*THE INPUT:*
===

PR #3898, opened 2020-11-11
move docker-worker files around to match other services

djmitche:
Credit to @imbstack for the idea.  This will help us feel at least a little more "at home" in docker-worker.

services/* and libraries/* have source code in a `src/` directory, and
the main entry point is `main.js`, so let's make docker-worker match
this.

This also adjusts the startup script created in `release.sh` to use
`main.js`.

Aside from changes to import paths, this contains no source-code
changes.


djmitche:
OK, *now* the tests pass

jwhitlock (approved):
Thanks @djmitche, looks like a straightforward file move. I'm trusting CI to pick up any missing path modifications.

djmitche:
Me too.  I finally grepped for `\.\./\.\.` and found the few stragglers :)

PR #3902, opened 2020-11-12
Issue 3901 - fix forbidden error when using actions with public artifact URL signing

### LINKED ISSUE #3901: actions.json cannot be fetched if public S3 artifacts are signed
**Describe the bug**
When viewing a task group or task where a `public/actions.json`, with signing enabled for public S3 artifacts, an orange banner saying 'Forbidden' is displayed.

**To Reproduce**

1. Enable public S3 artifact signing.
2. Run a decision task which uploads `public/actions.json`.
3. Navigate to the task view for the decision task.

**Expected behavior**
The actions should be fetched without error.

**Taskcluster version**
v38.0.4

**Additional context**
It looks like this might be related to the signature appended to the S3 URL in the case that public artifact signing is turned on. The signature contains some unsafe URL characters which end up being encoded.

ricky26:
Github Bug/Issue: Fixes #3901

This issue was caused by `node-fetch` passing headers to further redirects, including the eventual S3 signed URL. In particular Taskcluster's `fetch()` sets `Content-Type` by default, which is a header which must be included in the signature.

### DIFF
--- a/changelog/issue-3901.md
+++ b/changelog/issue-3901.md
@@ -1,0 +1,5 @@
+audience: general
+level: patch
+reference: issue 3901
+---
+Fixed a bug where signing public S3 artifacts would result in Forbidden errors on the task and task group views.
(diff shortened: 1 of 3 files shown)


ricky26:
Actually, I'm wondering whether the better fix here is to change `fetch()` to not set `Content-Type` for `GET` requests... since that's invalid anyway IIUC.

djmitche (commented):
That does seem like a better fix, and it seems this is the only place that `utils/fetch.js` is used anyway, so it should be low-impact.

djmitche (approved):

===

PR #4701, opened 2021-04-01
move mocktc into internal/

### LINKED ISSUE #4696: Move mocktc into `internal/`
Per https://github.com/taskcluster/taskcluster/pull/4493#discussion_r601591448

===

*WORK REQUIRED:*
Look through the data above and return exactly the lines from the one that contains "PR #3898, opened 2020-11-11" to the one that contains "Credit to @imbstack", inclusive, with nothing else.

*SOLUTION TO THE EXERCISE:*
PR #3898, opened 2020-11-11
move docker-worker files around to match other services

djmitche:
Credit to @imbstack for the idea.  This will help us feel at least a little more "at home" in docker-worker.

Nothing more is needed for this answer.